Robert "Bob" Campbell

There is no-one in Scottish, indeed British football, who did more to forge not just his local game but the wider, modern, arguably global one for so little recognition presently than Robert "Bob" Campbell.

He was a Perthshire man throughout his life, born in 1872 in Killen in Breadalbane. His mother was local from Drumcharry above Kenmore, his father then a policeman originally from Duthill in Inverness-shire, who moved within the county with the job, eventually being posted to Perth itself, there leaving the force to become an Insurance Agent and then a hotelier. 

Thus it was that Campbell grew up in Perth, on leaving school became an Apprentice Law Clerk and joined recently-formed, local St. Johnstone, turning out for the first team as a defender. The club at the time was amateur, playing at a level no higher than The Perthshire Cup, with a first Scottish Cup appearance in 18886, and continued to do so as Bob briefly moved to Edinburgh to complete qualification as a solicitor. However, he returned in 1901, went into practice and at not quite thirty turned his hand to football administration, from which point his achievements both for club and country can simply be listed with particular emphasis on 1927 to 1933, when through largely his efforts a rift between Scottish junior and British, senior football, the "Intermediate Dispute", was resolved, as were the American Soccer Wars, Scottish international football was instigated, he himself going to Canada, British, perhaps World international football preserved, and St. Johnstone became first a professional club and then a top-flight one with a ground to match.  
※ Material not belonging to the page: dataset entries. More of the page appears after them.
PR #365, opened 2019-03-12
refactor effect system

o-:
This adds the following two changes:

1. convert effect lattice (where stronger effect includes all previous
effects) with a set of effects.
3. make effects per instruction instance. So we can keep fine grained
taps on effects of single instructions (depending on their context).

This also fixes some mislabeled instructions. For example binops are
certainly not pure. When they have object args, they can doe whatever
and otherwise they can still print warnings and errors.

### DIFF
--- a/rir/src/compiler/pir/instruction.h
+++ b/rir/src/compiler/pir/instruction.h
@@ -90,7 +90,6 @@ enum class EnvAccess : uint8_t {
 // This is a trivial lattice, any effect with higher order contains all the
 // lower order effects.
 enum class Effect : uint8_t {
-    None,
     // Instruction doesn't really have effects itself, but it should not be
     // hoisted over any other instruction with effect. Example: Assume
     Order,
@@ -106,8 +105,12 @@ enum class Effect : uint8_t {
     Force,
     // Instruction might use reflection
     Reflection,
-    Any,
+    LeakArg,
+
+    FIRST = Order,
+    LAST = LeakArg,
 };
+typedef EnumSet<Effect> Effects;
 
 // Controlflow of instruction.
 enum class Controlflow : uint8_t {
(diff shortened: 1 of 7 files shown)


rir/src/compiler/pir_tests.cpp
```diff
@@ -52,7 +52,7 @@ closuresByName compileRir2Pir(SEXP env, pir::Module* m) {
     pir::StreamLogger logger({pir::DebugOptions::DebugFlags() |
                                   // pir::DebugFlag::PrintIntoStdout |
                                   // pir::DebugFlag::PrintEarlyRir |
-                                  // pir::DebugFlag::PrintOptimizationPasses |
+                                  pir::DebugFlag::PrintOptimizationPasses |
```
charig: Debug

rir/src/compiler/pir/instruction.h
```diff
@@ -853,51 +875,55 @@ class FLIE(Subassign2_2D, 5, Effect::None, EnvAccess::Leak) {
...
-class FLIE(Extract2_2D, 4, Effect::None, EnvAccess::Leak) {
+class FLIE(Extract2_2D, 4, Effects::Any(), EnvAccess::Leak) {
   public:
     Extract2_2D(Value* vec, Value* idx1, Value* idx2, Value* env,
                 unsigned srcIdx)
         : FixedLenInstructionWithEnvSlot(
               PirType::val().scalar(),
               {{PirType::val(), PirType::val(), PirType::val()}},
               {{vec, idx1, idx2}}, env, srcIdx) {}
+    void updateType() override final { maskEffectsOnNonObjects(); }
```
charig, line 916: Isn't this more like a resetType?

rir/src/compiler/pir/instruction.h
```diff
@@ -125,14 +128,49 @@ class Instruction : public Value {
...
+    }
+    bool mayForcePromises() const { return effects.includes(Effect::Force); }
+    bool leaksArg(Value* val) const {
+        // TODO: for escape analysis we use leaksEnv || hasEffect as a very
+        // crude approximation whether this instruction leaks arguments. We
+        // should do better.
+        return leaksEnv() || effects.includes(Effect::LeakArg);
+    }
+
+    void maskEffectsOnNonObjects() {
```
charig: This is only for binops/unops. The name mask also confused me. I would put sth like resetBinopEffects and add the `(maybeObj) Effects::any()`

charig: Also why the close the if with `};`

rir/src/utils/EnumSet.h
```diff
@@ -28,7 +28,17 @@ class EnumSet {
     }
 
   public:
-    EnumSet() {}
+    typedef Store StoreType;
+    typedef Element ElementType;
```
charig: not used

rir/src/utils/EnumSet.h
```diff
@@ -92,6 +104,8 @@ class EnumSet {
 
     RIR_INLINE Store to_i() const { return set_; }
 
+    constexpr operator StoreType() const { return set_; }
```
charig: what is this?

charig (approved):

rir/src/compiler/pir/instruction.h
o-: why reset? in general this is the api that we call after some optimization passes. it means: given your new input state, can you give a more precise output type. this is not reseting the output type. it is updating it. So I don't understand in what sense that would be resetting (which means setting something to the value it initially was).

rir/src/utils/EnumSet.h
o-: implicit conversion. This function gets called if you pass an EnumSet to a function expecting a StoreType.

I needed this, because I wanted to keep the initial effect part of the template. But a complex type like EnumType cannot be a template parameter. Only a primitive type can.

So when you write:

```Instruction<Effects::Any()>```

Then (at compile time) the `Any` function gets evaluated, this returns an EnumSet, then using the implicit conversion it gets converted to the underlying integer of the bitset. Then finally in the constructor of the instruction, the implicit `Enum(StorageType)` constructor is used to convert it back to an enum set :) yay for zero cost abstractions.

rir/src/compiler/pir/instruction.h
o-: mask as in masking a bitset

o-: (which the function was not doing :) so I fixed that part)

rir/src/compiler/pir/instruction.h
charig: I meant the `maskEffectsOnNonObjects()` method. 
The updateType on arithmetic ops is only ensuring that it is still safe to "hide", and otherwise it "reset" those flags to the original state. 
The name `maskEffectsOnNonObjects` sounded a little low-level to me, we are reseting those flags.

PR #366, opened 2019-03-13
promargs must not have missing args

o-:
the promargs list on the context must not have missing arguments.
the reason (at least one of them) is that nargs() blindly counts
the length of the list, thus would add missing arguments to the
tally.

### DIFF
--- a/rir/src/interpreter/interp.cpp
+++ b/rir/src/interpreter/interp.cpp
@@ -1495,11 +1495,13 @@ SEXP evalRirCode(Code* c, InterpreterInstance* ctx, SEXP env,
             SEXP arglist = R_NilValue;
             auto names = (Immediate*)pc;
             advanceImmediateN(n);
+            bool hasMissing = false;
             for (long i = n - 1; i >= 0; --i) {
                 SEXP val = ostack_pop(ctx);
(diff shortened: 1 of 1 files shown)


o-:
tbr @JanJecmen

rir/src/interpreter/interp.cpp
```diff
@@ -1495,20 +1495,44 @@ SEXP evalRirCode(Code* c, InterpreterInstance* ctx, SEXP env,
...
                     cptr->cloenv = res;
-                    if (cptr->promargs == symbol::delayedArglist)
-                        cptr->promargs = arglist;
+                    if (cptr->promargs == symbol::delayedArglist) {
+                        auto promargs = arglist;
+                        if (hasMissing) {
+                            // For the promargs we need to strip missing
+                            // arguments from the list, otherwise nargs()
+                            // reports the wrong value.
+                            promargs = Rf_shallow_duplicate(arglist);
```
JanJecmen, line 1518: This allocates so res should be protected? (if the gc doesn't know about cptr)

o-: contexts are from R and they are gc roots

PR #367, opened 2019-03-13
more prcecise dead store optimization using environment escape analysis

o-:
also integrate env access flags into the effect system


o-:
tbr

Issue #368, opened 2019-03-13
PIR_DEBUG_STYLE=GraphViz has no effect in PIR_DEBUG=PrintOptimizationPasses


o-:
@Jakobeha

Jakobeha:
Should be fixed, see my new PR

PR #369, opened 2019-03-13
Fix for #368

Jakobeha:
This makes all calls to `ClosureVersion::print` use the currently set debug style. It doesn't affect printing CSSA or AfterAllocater because those use `printCode`


o-:
thanks

PR #370, opened 2019-03-15
don't rsync recommended packages

o-:
it seems that the currently there is some build breakage in the
recommended packages. let's disable syncing for now, so we use
our known good version of the recommended packages from the cache.


o-:
@guido let's see if this is a workaround for our build problems

PR #375, opened 2019-03-18
[wip] Fix phi placement

o-:


rir/src/compiler/analysis/verifier.cpp
```diff
@@ -214,6 +225,21 @@ class TheVerifier {
                 }
             });
             if (slow) {
+                std::unordered_set<BB*> inp;
+                for (auto in : cfg(bb->owner).immediatePredecessors(bb))
+                    inp.insert(in);
+                phi->eachArg([&](BB* bb, Value*) { inp.erase(inp.find(bb)); });
```
JanJecmen: this can backfire if bb is not found:
> The iterator pos must be valid and dereferenceable. Thus the end() iterator (which is valid, but is not dereferenceable) cannot be used as a value for pos.

rir/src/compiler/pir_tests.cpp
```diff
@@ -394,7 +394,106 @@ bool testPir2Rir(const std::string& name, const std::string& fun,
...
 }
 
+class MockBB : public BB {
+    class MockCode : public pir::Code {
+      public:
+        MockCode(BB* e, size_t s) : Code() {
+            entry = e;
+            nextBBId = s;
+        }
+        ~MockCode() { entry = new MockBB; }
```
mhyee: ???

rir/src/compiler/pir_tests.cpp
```diff
@@ -394,7 +394,106 @@ bool testPir2Rir(const std::string& name, const std::string& fun,
...
+            code.entry = this;
+    }
+    static void reset() {
+        code.entry = nullptr;
+        code.nextBBId = 0;
+    }
+};
+MockBB::MockCode MockBB::code = MockCode(nullptr, 0);
+
+bool testCfg() {
```
mhyee, line 423: A bit of ASCII art here would make it easier to follow the examples.

mhyee:
Also, I gave up trying to understand what `scope_resolution` and `phi_placement` are doing.

o-:
@mhyee It's not that complicated... scope analysis tracks all `stvars`. this allows you to statically approximate ldvars. the scope analysis will tell you all possible values for a particular load. from that set of inputs, you need to then construct ssa variables, if possible.

rir/src/compiler/pir_tests.cpp
o-: :) don't ask. `~Code` insists on deleting something

mhyee: Now that I looked at the [code](https://github.com/reactorlabs/rir/blob/master/rir/src/compiler/pir/code.cpp#L28) it makes sense. Please add a comment, because by itself, this line is very 😖 .

rir/src/utils/Set.h
```diff
@@ -0,0 +1,65 @@
+#ifndef RIR_SET_H
```
charig, line 1: Why???

o-: * std::set :  needs "operator<" implemented and is generally big overhead
* std::unordered_set :  needs hash implemented, easy to get wrong, big overhead for small sets
* SmallSet, just needs `operator==` and is faster and less memory overhead for small sets

o-: just wanted something simpler...

PR #376, opened 2019-03-19
Cleanup

JanJecmen:
Opinions?
* fuse ldvar and force instructions if they are adjacent and the force is the single use of the load
* try to lower pir to rir such that blocks executed one after another appear in the bc stream next to each other
* make visibility explicit even for extracts and loads
* remove unused instruction

### DIFF
--- a/rir/src/compiler/translations/pir_2_rir/pir_2_rir.cpp
+++ b/rir/src/compiler/translations/pir_2_rir/pir_2_rir.cpp
@@ -875,16 +875,6 @@ size_t Pir2Rir::compileCode(Context& ctx, Code* code) {
                 EMPTY(PirCopy);
 #undef EMPTY
 
-            case Tag::IsObject: {
-                cs << BC::isobj();
-                break;
-            }
-
-            case Tag::IsEnvStub: {
-                cs << BC::isstubenv();
-                break;
-            }
-
 #define SIMPLE(Name, Factory)                                                  \
     case Tag::Name: {                                                          \
         cs << BC::Factory();                                                   \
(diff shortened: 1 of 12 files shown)


rir/src/compiler/translations/pir_2_rir/pir_2_rir.cpp
```diff
@@ -782,7 +789,9 @@ size_t Pir2Rir::compileCode(Context& ctx, Code* code) {
 
             case Tag::LdVar: {
                 auto ldvar = LdVar::Cast(instr);
-                cs << BC::ldvarNoForce(ldvar->varName);
+                cs << (ldvar->fusedWithForce
```
charig, line 796: If when coming from pir forces are always explicit, do we need to lower to `ldVar` at all?

rir/src/compiler/translations/pir_2_rir/pir_2_rir.cpp
```diff
@@ -875,16 +885,6 @@ size_t Pir2Rir::compileCode(Context& ctx, Code* code) {
                 EMPTY(PirCopy);
 #undef EMPTY
 
-            case Tag::IsObject: {
```
charig, line 882: This was my fault. I left them because @o- did not like the fusing of the is instructions into a typetest and we were planning to rollback

o-:
lgtm

rir/src/compiler/translations/pir_2_rir/pir_2_rir.cpp
JanJecmen: I guess there can be some reordering of instructions that can move the load and force apart

PR #378, opened 2019-03-19
Omit deopt branch

o-:


o-:
just an additional printing flag, tbr

mhyee:
Please update https://github.com/reactorlabs/rir/blob/master/documentation/debugging.md

One comment: in gdb, when I want to print a function, I have to go `p c->printStandard(std::cerr, true)`. I can't omit the flag. So now I guess I have to write `p c->printStandard(std::cerr, true, true)`?

o-:
> One comment: in gdb, when I want to print a function

yeah, don't have a better solution. because default args (or proxy functions) are usually optimized away and not available in gdb either. that's why i didn't bother....

o-:
you can do `1,1` instead of `true,true` ;)

PR #380, opened 2019-03-20
fix force dominance analysis in loops and with deopt exits

o-:
1. creating a promise in a loop should reset the state every time a new
promise is created.
2. deopt exits with unforced promises should not make analysis state
ambiguous, because either we exit with the unforced promise, or we force
and then exit later with the forced version (both things cannot happen by the construction of the graph).

Also there were small issues:
* CallSafeBuiltin did block context removal.
* Cleanup elided envs on framestates (which leads to deopt with elided env)
* Promise inliner didn't correctly update the new promise it creates (somtimes updating it before it's defined) and also deleted the original promise even if it was still in use.


o-:
bugfix

PR #381, opened 2019-03-20
Default type should include the lazy option

charig:
Safe arithmetic ops does not use reflection.

### DIFF
--- a/rir/src/compiler/opt/elide_env_spec.cpp
+++ b/rir/src/compiler/opt/elide_env_spec.cpp
@@ -55,6 +55,8 @@ void ElideEnvSpec::apply(RirCompiler&, ClosureVersion* function,
                     });
                     next = ip + 1;
                     i->type.setNotObject();
+                    i->type.setNonLazy();
+                    i->effects.reset(Effect::Reflection);
                 }
 
                 // Speculatively elide envs on forces that only require them in
--- a/rir/src/compiler/pir/instruction.h
+++ b/rir/src/compiler/pir/instruction.h
@@ -238,7 +238,7 @@ class Instruction : public Value {
     bool usesDoNotInclude(BB*, std::unordered_set<Tag>);
     bool unused();
 
-    virtual void updateType() {};
+    virtual void updateType(){};
 
     virtual void printEnv(std::ostream& out, bool tty) const;
     virtual void printArgs(std::ostream& out, bool tty) const;
@@ -580,11 +580,13 @@ class FLIE(LdFun, 2, Effects::Any()) {
     SEXP hint = nullptr;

Soon after returning to Perth in 1901 Bob Campbell would in 1903 marry. His bride was local girl, Henrietta Hampton, with whom he would have seven children, two boys and five girls. And the family would settle into a house, named for the village, in which his mother had been born, that would remain home for a quarter of a century, indeed until his passing in 1938 at the age of just sixty-five, with an argument to be made that he had in part worked himself for sport, club and country to an early grave. He would be buried in Perth's Wellshills Cemetery, there to joined by Henrietta in 1965 and several of his children.